The malignant criteria for nodal disease discussed in previous studies included increased axial diameter more than 10 mm, morphological changes such as attaining a rounded shape, regional grouping, presence of necrosis, grouping, and extracapsular spread of the tumor [13]. Lymph node assessment is impeded by reactionary changes, as reactive LNs may show borderline features; moreover, normally sized nodes can still contain malignant infiltration. Using size criteria for the evaluation of LN infiltration is confusing and unreliable because there are multiple size criteria reported in the literature [14]. In a study performed by Aiken et al., they found that cross-sectional imaging has high specificity for extracapsular spread (88%) and low sensitivity (68%), and the presence of necrosis was the best predictor for extracapsular tumor spread (p = 0.001), which had a significant P value compared with irregular border (p = 0.055) and gross invasion (p = 0.068) [15]. NI-RADS combines the size, morphology and functional features of cervical LNs in the follow-up algorithm. The current study revealed perfect per scan interobserver agreement for cross-sectional imaging, including both CT and MRI examination for both primary and lymph node lesions.

MRI reverses biochemical tissue characteristics and could improve tissue resolution compared to CT. Detrimentally, the scan times are relatively long during which the patient must remain still. Modern multislice CT machines allow short scan times without motion artifacts, a precious advantage in HNC patients who may have difficulty breathing, swallowing secretions, and lying flat [16]. In this study, better interobserver agreement was found in CT for the per lesion and per scan evaluations of the primary site; however, it did not significantly exceed the MRI agreement. Furthermore, a near similar agreement between the two modalities was found for LN evaluation.

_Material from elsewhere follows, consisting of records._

PR #2597, opened 2024-09-03
NEOS-1384 Fix mssql default

alishakawaguchi:


worker/pkg/workflows/datasync/activities/gen-benthos-configs/sync.go
```diff
@@ -507,6 +503,42 @@ func (b *benthosBuilder) getSqlSyncBenthosOutput(
...
+	identityColumns []string,
+	colTransformerMap map[string]map[string]*mgmtv1alpha1.JobMappingTransformer,
+) (prefix, suffix *string) {
+	var pre, suff *string
+	if driver != sqlmanager_shared.MssqlDriver || len(identityColumns) == 0 {
+		return pre, suff
+	}
+	tableName := neosync_benthos.BuildBenthosTable(schema, table)
+	if hasPassthroughIdentityColumn(tableName, identityColumns, colTransformerMap) {
+		p := fmt.Sprintf("SET IDENTITY_INSERT %s ON;", tableName)
```
nickzelei, line 517: Should these table names be escaped?

worker/pkg/benthos/sql/output_sql_insert.go
```diff
@@ -255,28 +268,86 @@ func (s *pooledInsertOutput) WriteBatch(ctx context.Context, batch service.Messa
...
+// use when all columns are identity generation columns
+func getMssqlDefaultValuesInsertSql(schema, table string, rowCount int) string {
+	var sql string
+	for i := 0; i < rowCount; i++ {
+		sql += fmt.Sprintf("INSERT INTO %s.%s DEFAULT VALUES;", schema, table)
+	}
+	return sql
+}
+
+func filterIdentityColumns(
```
nickzelei, line 310: nit: Is this thing returning cols without identity-specific columns? Kinda what it looks like from the code but not immediately clear from the func name.

Also not obvious that it only seems to do so if the arg is DEFAULT. But maybe it is always that? 
Maybe a func comment could be helpful here.

nickzelei (approved):
overall lgtm ,left a few comments about escaping schema and tablenames

PR #2599, opened 2024-09-04
Fix Mssql subset not saving

alishakawaguchi:


nickzelei (approved):

nickzelei (commented):
Something integration tests will catch eventually ;)

PR #2600, opened 2024-09-04
NEOS-1400: Enable sql server truncate

alishakawaguchi:


nickzelei (approved):
one missing check on the missing destdb close, but otherwise lgtm! nice!!

PR #2602, opened 2024-09-04
Feature extra env init container

kenzaboussaoud8:
This PR adds support for the extraEnvVars section to the migrations section of the api.

### DIFF
--- a/backend/charts/api/templates/deployment.yaml
+++ b/backend/charts/api/templates/deployment.yaml
@@ -80,7 +80,7 @@ spec:
             - migrate
             - up
 
-          {{- with .Values.extraEnvVars }}
+          {{- with .Values.migrations.extraEnvVars }}
           {{- range .}}
           - name: {{ .name }}
             {{- if .value }}
--- a/backend/charts/api/templates/deployment.yaml
+++ b/backend/charts/api/templates/deployment.yaml
@@ -80,6 +80,31 @@ spec:
             - migrate
             - up
 
+          {{- with .Values.extraEnvVars }}
+          {{- range .}}
+          - name: {{ .name }}
+            {{- if .value }}
+            value: {{ .value | quote }}
+            {{- else if .valueFrom }}
+            valueFrom:
+              {{- if .valueFrom.secretKeyRef }}
+              secretKeyRef:
+                name: {{ .valueFrom.secretKeyRef.name }}
+                key: {{ .valueFrom.secretKeyRef.key }}
+              {{- end }}
+              {{- if .valueFrom.configMapKeyRef }}
+              configMapKeyRef:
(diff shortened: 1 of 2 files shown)


backend/charts/api/templates/deployment.yaml
```diff
@@ -80,6 +80,31 @@ spec:
             - migrate
             - up
 
+          {{- with .Values.migrations.extraEnvVars }}
```
nickzelei, line 83: Hey so this isn't quite right as-is. 
The init containers doesn't have any env vars defined on it by default here so in order for this to generate valid yaml you'll have to add in the `env:` keyword that this will be nested under.

however, not sure if k8s likes having a potentially empty `env:` defined.
We could add an env var that is always there similar to theother container like this:

```
          env:
            - name: HOST_IP
              valueFrom:
                fieldRef:
                  fieldPath: status.hostIP
```
That way the `extraEnvVars` can just be conditionally added underneath of that, which makes the logic a lot simpler.

nickzelei (changes requested):
Hey, thanks for the PR! Left a comment.

You'll also want to run `make helm/docs` to generate the helm documentation and get that added to the commit.

nickzelei:
Separately, curious as to what your usecase is for this feature addition?

kenzaboussaoud8:
> Separately, curious as to what your usecase is for this feature addition?

Hello Nick, this is to simplify our deployment process by reducing the need for manual patches. Specifically, we need to avoid applying patches for db credentials.

nickzelei:
> > Separately, curious as to what your usecase is for this feature addition?
> 
> Hello Nick, this is to simplify our deployment process by reducing the need for manual patches. Specifically, we need to avoid applying patches for db credentials.

Hmm, still not super clear. The db migrations container is fully configurable via the helm chart through the values. What are you looking to specify in the extra that isn't already available to configure through the helm chart as-is today?

backend/charts/api/templates/deployment.yaml
```diff
@@ -79,6 +79,36 @@ spec:
           args:
             - migrate
             - up
+          env:
+            - name: HOST_IP
+              valueFrom:
+                fieldRef:
+                  fieldPath: status.hostIP
+
+          {{- with .Values.migrations.extraEnvVars }}
```
nickzelei, line 88: I tried running this but the helm output failed due to indentation I believe. I think it might need to be indented one more section so that it appears underneath the `env`.

nickzelei:
Hey @kenzaboussaoud8 - I went ahead and took this over the line. Since outside collabs branches are slightly different, i wasn't able to push to this pull request directly.
You can see my final PR here: https://github.com/nucleuscloud/neosync/pull/2717

Thank you for the contribution!

PR #1277, opened 2023-11-15
Detect binout files automatically

PProfizi:
Part of work for ansys/pydpf-post#534.

Improves previous PR for automatic result key for known files without extensions (d3plot and binout)

### DIFF
--- a/src/ansys/dpf/core/data_sources.py
+++ b/src/ansys/dpf/core/data_sources.py
@@ -116,10 +116,16 @@ class DataSources:
         ['/tmp/file.rst']
 
         """
-        # Handle the case of files without extension, such as the LS-DYNA d3plot file
+        # Handle the case of files without extension, such as the LS-DYNA d3plot and binout files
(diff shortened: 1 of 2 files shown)


src/ansys/dpf/core/data_sources.py
```diff
@@ -116,15 +116,26 @@ def set_result_file_path(self, filepath, key=""):
...
+    @staticmethod
+    def guess_result_key(filepath: str) -> str:
+        """Guess result key for files without a file extension."""
+        d3plot_key = "d3plot"
+        binout_key = "binout"
+        # Handle files without extension
+        if d3plot_key in os.path.basename(filepath):
+            return d3plot_key
+        elif binout_key in os.path.basename(filepath):
+            return binout_key
```
rafacanton, line 136: Maybe we could generalize this in a list ["d3plot", "binout"], and loop over it, so it can be easily extensible

rafacanton (approved):

PR #1284, opened 2023-11-21
Optimize CGrpcServer getters

PProfizi:
Edit: the actual issue was found to be too many gRPC calls to ResultInfo getters when using a `LegacyGrpcServer`. The solution found was to add a cache decorator to functions called repeatedly.
We thus went down from 1004 gRPC calls waiting a total of `104s`, to 166 gRPC calls waiting a total of `15s`.

By looking at the `GrpcServer` calls, caching the `os` and `version` properties also decreases total time from `50s` to `15s`.

There may be further improvements to be made that I did not see with the simple `print(model)` command.

NB: I did enforce a limit of 50 for the cache while testing, this is TBD
NB2: the first initiative consisting of improving the description given by the server could still be beneficial.
NB3: all changes related to gate have been made in a different PR server-side

Old:
Summary:

Upon arrival of Fluid results, the `ResultInfo.__str__` method was enhanced to also show the locations of each available result as they are dynamic, as well as create a map of qualifier names vs IDs, as well as properly detect the fluid physics type.
This creates a performance deficit of 1200% when in LegacyGrpc (without any actual network delay) due to the number of requests made just when requesting for available results.
The goal of this PR is to revert to the server description of the `ResultInfo` when in LegacyGrpc to bypass this performance bottleneck, while server-side changes are to be made to:
- add result location to available result descriptions
- add a map of available qualifiers
- correctly show the physics type when fluid
- switch to the server description of the `ResultInfo` in all cases, potentially with some very minor formatting

### DIFF
--- a/src/ansys/dpf/gate/result_info_grpcapi.py
+++ b/src/ansys/dpf/gate/result_info_grpcapi.py
@@ -26,6 +26,7 @@ class ResultInfoGRPCAPI(result_info_abstract_api.ResultInfoAbstractAPI):
         result_info._deleter_func = (_get_stub(result_info._server).Delete, lambda obj: obj._internal_obj)
 
     @staticmethod
+    @functools.lru_cache(maxsize=50, typed=False)
     def list(result_info):
         from types import SimpleNamespace
         server = result_info._server
--- a/src/ansys/dpf/gate/result_info_grpcapi.py
+++ b/src/ansys/dpf/gate/result_info_grpcapi.py
@@ -222,6 +222,7 @@ class ResultInfoGRPCAPI(result_info_abstract_api.ResultInfoAbstractAPI):
         return ResultInfoGRPCAPI.list(result_info).main_title
 
     @staticmethod
+    @functools.lru_cache(maxsize=50, typed=False)
     def result_info_get_string_property(result_info, property_name):
         from ansys.grpc.dpf import result_info_pb2
         request = result_info_pb2.GetStringPropertiesRequest()
--- a/src/ansys/dpf/gate/result_info_grpcapi.py
+++ b/src/ansys/dpf/gate/result_info_grpcapi.py
@@ -1,3 +1,5 @@
+import functools
+
 from ansys.dpf.gate.generated import result_info_abstract_api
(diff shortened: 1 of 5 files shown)


src/ansys/dpf/gate/result_info_grpcapi.py
```diff
@@ -1,3 +1,5 @@
+import functools
+
```
PProfizi, line 2:
```suggestion
```

src/ansys/dpf/gate/result_info_grpcapi.py
```diff
@@ -24,6 +26,7 @@ def init_result_info_environment(result_info):
         result_info._deleter_func = (_get_stub(result_info._server).Delete, lambda obj: obj._internal_obj)
 
     @staticmethod
+    @functools.lru_cache(maxsize=50, typed=False)
```
PProfizi, line 29:
```suggestion
```

src/ansys/dpf/gate/result_info_grpcapi.py
```diff
@@ -55,6 +58,7 @@ def list(result_info):
         return response
 
     @staticmethod
+    @functools.lru_cache(maxsize=50, typed=False)
```
PProfizi, line 61:
```suggestion
```

src/ansys/dpf/gate/result_info_grpcapi.py
```diff
@@ -219,6 +223,7 @@ def result_info_get_main_title(result_info):
         return ResultInfoGRPCAPI.list(result_info).main_title
 
     @staticmethod
+    @functools.lru_cache(maxsize=50, typed=False)
```
PProfizi, line 226:
```suggestion
```

src/ansys/dpf/gate/result_info_grpcapi.py
```diff
@@ -227,6 +232,7 @@ def result_info_get_string_property(result_info, property_name):
         return _get_stub(result_info._server).GetStringProperties(request).properties[property_name]
 
     @staticmethod
+    @functools.lru_cache(maxsize=50, typed=False)
```
PProfizi, line 235:
```suggestion
```

cbellot000 (approved):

There is a large geographical difference regarding the incidence of the primary site of head and neck cancers, which varies according to the prevalence of risk factors, ethnic and genetic differences among populations, and environmental factors such as diet and lifestyle [17]. In the current study, the oral cavity and larynx were the most common primary sites with an almost perfect interobserver agreement for the different NI-RADS categories.

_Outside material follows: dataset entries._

PR #1296, opened 2023-11-28
Improve Workflow.connect_with docstring

PProfizi:
The previous docstring was wrong. Using this opportunity to clarify the behavior and add an example in the docstring.

### DIFF
--- a/src/ansys/dpf/core/workflow.py
+++ b/src/ansys/dpf/core/workflow.py
@@ -630,19 +630,24 @@ class Workflow:
 
     @version_requires("3.0")
     def connect_with(self, left_workflow, output_input_names=None):
-        """Chain 2 workflows together so that they become one workflow.
+        """Prepend a given workflow to the current workflow.
 
-        The one workflow contains all the operators, inputs, and outputs
-        exposed in both workflows.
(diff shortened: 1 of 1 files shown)


FedericoNegri (commented):
Thanks for updating the doc, looks good to me.

src/ansys/dpf/core/workflow.py
```diff
@@ -630,19 +630,24 @@ def output_names(self):
...
         left_workflow : core.Workflow
-            Second workflow's outputs to chained with this workflow's inputs.
+            The given workflow's outputs are chained with the current workflow's inputs.
         output_input_names : str tuple, str dict optional
-            Input name of the left_workflow to be cained with the output name of this workflow.
-            The default is ``None``, in which case the inputs in the left_workflow with the same
-            names as the outputs of this workflow are chained.
+            Map used to connect the outputs of the given workflow to the inputs of the current
+            workflow.
+            Check the available inputs and outputs names of each workflow using
```
JennaPaikowsky, line 647:
```suggestion
            Check the names of available inputs and outputs for each workflow using
```

JennaPaikowsky (approved):

PR #1300, opened 2023-11-29
Display Workflows and save as file

PProfizi:
Proposal for a `Workflow` viewer in PyDPF.
This uses `graphviz` rendering and the native system image viewer to show the image obtained with `graphviz`.

To be discussed.


rafacanton:
Generic comment: although I have the graphviz Python dependency in the venv, this was not enough to render the image. It raised this error: `graphviz.backend.execute.ExecutableNotFound: failed to execute WindowsPath('dot'), make sure the Graphviz executables are on your systems' PATH`, so I needed to manually install graphviz from [here](https://graphviz.org/download/). If we want this out the box, maybe we need an additional dependency that installs graphviz server.

src/ansys/dpf/core/workflow.py
```diff
@@ -806,6 +809,53 @@ def create_on_other_server(self, *args, **kwargs):
...
+            If None, the system's default image viewer is used.
+
+        title:
+            Name to use in intermediate files and in the viewer.
+        """
+        if title is None:
+            name = f"workflow_{repr(self).split()[-1][:-1]}"
+        else:
+            name = title
+        file_path = os.path.join(os.getcwd(), f"{name}.dot")
```
rafacanton, line 832: Do we need a file? Maybe we could add an api similar to `self._api.work_flow_export_graphviz` that generates a big string (the contents of the dot file) that are then passed to graphviz without files

src/ansys/dpf/core/workflow.py
```diff
@@ -806,6 +809,53 @@ def create_on_other_server(self, *args, **kwargs):
...
+        try:
+            import graphviz
+        except ImportError:
+            raise ValueError(f"To render workflows using graphviz, run 'pip install graphviz'.")
+        graphviz.render(engine='dot', format='png', filepath=file_path)
+        file_path = file_path+".png"
+
+        # View workflow
+        if viewer is None:
+            graphviz.view(filepath=file_path)
```
rafacanton, line 845: same here

rafacanton:
This is what I get with (viewer="paraview"):
image

PProfizi:
@FedericoNegri

PProfizi:
> This is what I get with (viewer="paraview"): image

I removed the PyVista viewer as it had no added value and just made everything more complicated.

src/ansys/dpf/core/workflow.py
PProfizi: @rafacanton I agree, we would need an operator which just returns the contents of the DOT file. But that would mean a new operator, and managing how to feed this big string to the renderer, which currently only accepts files, so we would have to mimick a file... 
I think this is for a future PR when we see the need.
Right now I improved the behavior so we clean-up the DOT file by default.

PProfizi:
> Generic comment: although I have the graphviz Python dependency in the venv, this was not enough to render the image. It raised this error: `graphviz.backend.execute.ExecutableNotFound: failed to execute WindowsPath('dot'), make sure the Graphviz executables are on your systems' PATH`, so I needed to manually install graphviz from [here](https://graphviz.org/download/). If we want this out the box, maybe we need an additional dependency that installs graphviz server.

Added the requirement to the dosctring

rafacanton (approved):

PR #1314, opened 2023-12-08
improve runtime client config

cbellot000:
BUG: The runtime client config is only client side: it should not start a server
when a client is created a after client setting are changed: the client should take into account these changes


src/ansys/dpf/core/server_types.py
```diff
@@ -1086,7 +1100,7 @@ def get_api_for_type(self, capi, grpcapi):
         return grpcapi
 
     def create_stub_if_necessary(self, stub_name, stub_type):
-        if not (stub_name in self._stubs.keys()):
+        if self.channel and not (stub_name in self._stubs.keys()):
```
cbellot000, line 1103:
```suggestion
        if self.channel and not stub_name in self._stubs:
```

src/ansys/dpf/core/settings.py
```diff
@@ -121,8 +125,24 @@ def get_runtime_client_config(server=None):
         with Ans.Dpf.GrpcClient configuration.
 
     """
-    base = core.BaseService(server, load_operators=False)
-    return base.get_runtime_client_config()
+    from ansys.dpf.core.runtime_config import RuntimeClientConfig
+    from ansys.dpf import core
```
cbellot000, line 129:
```suggestion
    from ansys.dpf import core as root
```

src/ansys/dpf/core/settings.py
```diff
@@ -121,8 +125,24 @@ def get_runtime_client_config(server=None):
...
+    if server is None:
+        server = core.SERVER
```
cbellot000, line 131:
```suggestion
        server = root.SERVER
```

src/ansys/dpf/gate/misc.py
```diff
@@ -1,11 +1,33 @@
 DEFAULT_FILE_CHUNK_SIZE = None
 COMMON_PROGRESS_BAR = None
-_CLIENT_CONFIG = {}
+
```
PProfizi, line 3: @cbellot000 do we have an equivalent PR on pygate?

cbellot000: yes

src/ansys/dpf/core/core.py
```diff
@@ -504,21 +504,6 @@ def release_dpf(self):
         else:
             error = self._api.data_processing_release(1)
 
-    def get_runtime_client_config(self):
```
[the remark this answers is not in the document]
cbellot000: yes this baseService is an internal class, users shouldn't use it

rafacanton (approved):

Finally, there was satisfactory agreement between the head and neck radiologists for the final NI-RADS categories, and the variability in the morphological features could be overcome by adding functional imaging such as PET/CT, which is already included in the NI-RADS algorithms. The other quantitative imaging biomarkers not included in NI-RADS show the potential to provide decision support tools in the management pathway of head and neck cancer.

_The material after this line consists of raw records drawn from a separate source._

PR #1335, opened 2023-12-22
Expose Collection.name

PProfizi:
Allows to get and set names for Collections (missing api for LegacyGrpc)
Necessary to allow exporting named custom results to VTU.

TODO:
- [x] Add gRPC


cbellot000:
@PProfizi is it straightforward to add it in legacy grpc as well? We now have big customers using it, if we could prevent having too  many differences between our server config I think it would be good

PProfizi:
> @PProfizi is it straightforward to add it in legacy grpc as well? We now have big customers using it, if we could prevent having too many differences between our server config I think it would be good

Hey @cbellot000, the goal is to implement it for all types on connections, hence the testing being activated for all 3 types. Now it works for InProcess, my next step will be to implement changes so it is available via gRPC too.

src/ansys/dpf/gate/collection_grpcapi.py
```diff
@@ -95,6 +95,18 @@ def collection_get_num_labels(collection):
...
+        return CollectionGRPCAPI._list(collection).name
+
+    @staticmethod
+    def collection_set_name(collection, name):
+        from ansys.grpc.dpf import collection_pb2
+        request = collection_pb2.UpdateCollectionRequest()
+        request.collection.CopyFrom(collection._internal_obj)
+        request.string_properties.update({"name": name})
+        _get_stub(collection._server).Update(request)
+
```
PProfizi, line 109:
```suggestion
```

cbellot000 (approved):

PR #1339, opened 2024-01-05
Improve data tree

cbellot000:


tests/test_data_tree.py
```diff
@@ -385,3 +385,33 @@ def test_attribute_errors_data_tree(server_type):
...
+        to_fill.list_double = [1.5, 2.5]
+        to_fill.list_string = ["hello", "bye"]
+    assert data_tree.get_as("list_string") == "hello;bye"
+    assert data_tree.get_as("int", int) == 1
+    assert data_tree.get_as("int", bool) == True
+    assert data_tree.get_as("double", float) == 1.0
+    assert data_tree.get_as("string", str) == "hello"
+    assert data_tree.get_as("list_int", dpf.types.vec_int) == [1, 2]
+    assert data_tree.get_as("list_double", dpf.types.vec_double) == [1.5, 2.5]
+    assert data_tree.get_as("list_string", dpf.types.vec_string) == ["hello", "bye"]
```
PProfizi, line 417: @cbellot000 quick question: why is this not the default output type for a list of strings?

cbellot000: The data tree doesn't hold typed data, it only holds string, so we can only return strings by default

PProfizi (approved):

PR #1341, opened 2024-01-05
feat: add Result.on_region_scoping

PProfizi:
Edit: This PR adds the `Result.on_region_scoping` method in an effort to improve the result related API.

This PR aims at improving the Core APIs regarding working with regions (zones, parts...).

<html xmlns:o="urn:schemas-microsoft-com:office:office"
xmlns:dt="uuid:C2F41010-65B3-11d1-A29F-00AA00C14882"
xmlns="http://www.w3.org/TR/REC-html40">

<head>

<meta name=ProgId content=OneNote.File>
<meta name=Generator content="Microsoft OneNote 15">
</head>

<body lang=en-US style='font-family:Calibri;font-size:11.0pt'>

<div style='direction:ltr'>

Use Case | using core   operators | using core   helpers | using Post   API
-- | -- | -- | --
Query the   mesh for a given fluid zone | dpf.operators.mesh.mesh_provider(       data_sources=model,       region_scoping=single_zone_list,   ).eval()   --> DOES NOT ACCEPT A LIST OF ZONES | provider =   model.metadata.mesh_provider   provider.inputs.region_scoping.connect(single_zone_list)   mesh =   provider.eval() --> NOT A PROPER HELPER | Provide   mesh query API -> add example
Query a   result on a given fluid zone | dpf.operators.result.static_pressure(       data_sources=model,       region_scoping=zone_list,   ).eval() | model.results.static_pressure.on_region_scoping([4]).eval() | simulation.static_pressure(zone_ids=zone_list)
Query the   mesh for a given lsdyna part | dpf.operators.mesh.mesh_provider(       data_sources=model,       region_scoping=single_part_list,   ).eval()   --> ACCEPTS A LIST OF PARTS | provider =   model.metadata.mesh_provider   provider.inputs.region_scoping.connect(single_part_list)   mesh =   provider.eval() --> NOT A PROPER HELPER | Provide   mesh query API -> add example
Query a   result for a given lsdyna part | op =   dpf.operators.result.displacement(       data_sources=model,   )   op.connect(25,   part_list)   fc =   op.eval()   -->   non-fluid result operators do not have a region_scoping pin exposed |   |  

</div>

</body>

</html>

Current observations:

1. behavior of operator meshes_provider is not the same between fluid zones and lsdyna parts: for lsdyna the mesh is not labelled per part
3. behavior of operator mesh_provider is not the same between fluid zones and lsdyna parts: it accepts a list of parts for lsdyna and returns the merged mesh; it throws for multiple fluid zones
4. the region_scoping pin is not exposed for non-fluid operators, meaning we have to manually connect pin 25 in the specific case of an lsdyna operator as it is not exposed as an available pin in the spec.
5. the way to gather the mesh for a given zone/part from a core.Model would need a helper as right now it basically returns the mesh_provider, without any way to get a meshes_provider nor give them any argument directly.
6. we require a mesh query API for the post.Simulation object.


rafacanton:
> This PR aims at improving the Core APIs regarding working with regions (zones, parts...).
> 
> Use Case	using core operators	using core helpers	using Post API
> Query the mesh for a given fluid zone	dpf.operators.mesh.mesh_provider(     data_sources=model,     region_scoping=single_zone_list, ).eval() --> DOES NOT ACCEPT A LIST OF ZONES	provider = model.metadata.mesh_provider provider.inputs.region_scoping.connect(single_zone_list) mesh = provider.eval() --> NOT A PROPER HELPER	Provide mesh query API -> add example
> Query a result on a given fluid zone	dpf.operators.result.static_pressure(     data_sources=model,     region_scoping=zone_list, ).eval()	model.results.static_pressure.on_region_scoping([4]).eval()	simulation.static_pressure(zone_ids=zone_list)
> Query the mesh for a given lsdyna part	dpf.operators.mesh.mesh_provider(     data_sources=model,     region_scoping=single_part_list, ).eval() --> ACCEPTS A LIST OF PARTS	provider = model.metadata.mesh_provider provider.inputs.region_scoping.connect(single_part_list) mesh = provider.eval() --> NOT A PROPER HELPER	Provide mesh query API -> add example
> Query a result for a given lsdyna part	op = dpf.operators.result.displacement(     data_sources=model, ) op.connect(25, part_list) fc = op.eval() --> non-fluid result operators do not have a region_scoping pin exposed	 	 
> Current observations:
> 
> 1. behavior of operator meshes_provider is not the same between fluid zones and lsdyna parts: for lsdyna the mesh is not labelled per part
> 2. behavior of operator mesh_provider is not the same between fluid zones and lsdyna parts: it accepts a list of parts for lsdyna and returns the merged mesh; it throws for multiple fluid zones
> 3. the region_scoping pin is not exposed for non-fluid operators, meaning we have to manually connect pin 25 in the specific case of an lsdyna operator as it is not exposed as an available pin in the spec.
> 4. the way to gather the mesh for a given zone/part from a core.Model would need a helper as right now it basically returns the mesh_provider, without any way to get a meshes_provider nor give them any argument directly.
> 5. we require a mesh query API for the post.Simulation object.

Hi, answering to the points above:

1. Correct, the plan is to update this server side, so the behavior is the same as in fluids (which is more aligned to the rest of Dpf).
2. Same as above, the mesh_provider output is a MeshedRegion, not a Container and as such it should only accept one id.
3. Correct, this needs to be addressed.
4. OK, and this is critical for performance. In my opinion, the Model should only query the MeshInfo to  make sure that it is light and it only extracts metadata, and only if the user wants to work with the mesh (to plot or query it), go through the mesh/meshes providers.
5. Agree

src/ansys/dpf/core/results.py
```diff
@@ -520,6 +527,52 @@ def on_mesh_scoping(self, mesh_scoping):
...
+        3
+        >>> fc[0].location
+        'Faces'
+
+        """
+        from ansys.dpf.core import locations
+        if isinstance(region_scoping, list):
+            region_scoping = Scoping(
+                ids=region_scoping,
+                location=locations.zone,
```
rafacanton, line 569: If the location "zone" is the default, this is only going to be useful for fluids.

src/ansys/dpf/core/results.py
```diff
@@ -520,6 +527,52 @@ def on_mesh_scoping(self, mesh_scoping):
         self._mesh_scoping = mesh_scoping
         return self
 
+    def on_region_scoping(self, region_scoping):
```
PProfizi, line 530:
```suggestion
    def on_region_scoping(self, region_scoping: Scoping|list[int], type: locations = locations.zone):
```

src/ansys/dpf/core/results.py
```diff
@@ -520,6 +527,52 @@ def on_mesh_scoping(self, mesh_scoping):
...
+        >>> model = dpf.Model(examples.download_fluent_mixing_elbow_steady_state())
+        >>> disp = model.results.displacement
+        >>> fc = disp.on_region_scoping([1,2,3]).eval()
+        >>> len(fc[0].scoping)
+        3
+
+        Use a scoping to specify a list of entity IDs with their locations.
+
+        >>> stress = model.results.stress
+        >>> scop = dpf.Scoping(ids=[3,4,5], location= dpf.locations.zone)
```
PProfizi, line 557:
```suggestion
        >>> scop = dpf.Scoping(ids=[3,4,5], location=dpf.locations.zone)
```

src/ansys/dpf/core/results.py
```diff
@@ -598,6 +605,59 @@ def on_mesh_scoping(self, mesh_scoping):
...
+        >>> stress = model.results.stress
+        >>> scop = dpf.Scoping(ids=[3,4,5], location=dpf.locations.zone)
+        >>> fc = stress.on_region_scoping(scop).eval()
+        >>> len(fc[0].scoping)
+        3
+        >>> fc[0].location
+        'Faces'
+
+        """
+        from ansys.dpf.core import locations
```
PProfizi, line 646:
```suggestion
        from ansys.dpf.core import locations

```

src/ansys/dpf/core/results.py
```diff
@@ -598,6 +605,60 @@ def on_mesh_scoping(self, mesh_scoping):
...
+
```
PProfizi, line 647:
```suggestion
```

PR #1353, opened 2024-01-16
fix deep copy

cbellot000:


anseramosfe (approved):

src/ansys/dpf/core/core.py
```diff
@@ -282,12 +282,15 @@ def _deep_copy(dpf_entity, server=None):
                                 core.Field, core.FieldsContainer, core.MeshedRegion...
     """
     from ansys.dpf.core.operators.serialization import serializer_to_string, string_deserializer
-    from ansys.dpf.core.common import types_enum_to_types
+    from ansys.dpf.core.common import types_enum_to_types, types
 
-    serializer = serializer_to_string(server=server)
+    serializer = serializer_to_string(server=dpf_entity._server)
```
rafacanton, line 287: @cbellot000 Why serializing in a different server in which later on we will deserialize? So the info that is passed through (potentially) gRPC is the binary serialized?

cbellot000: @rafacanton you have to serialize on the server where the data is, if not: you are serializing twice: once to move the data to the other server and once to get the string

rafacanton: Makes sense, thanks!

rafacanton (approved):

The interreader agreement was almost perfect for the final NI-RADS categorization of primary lesions and nodal disease. Different degrees of confidence were encountered regarding the morphology and enhancement features, which can be attributed to the overlap between posttreatment changes or benign complications and recurrent disease; however, this did not affect the overall NI-RADS category and the final recommendation for the next step in follow-up or clinical management.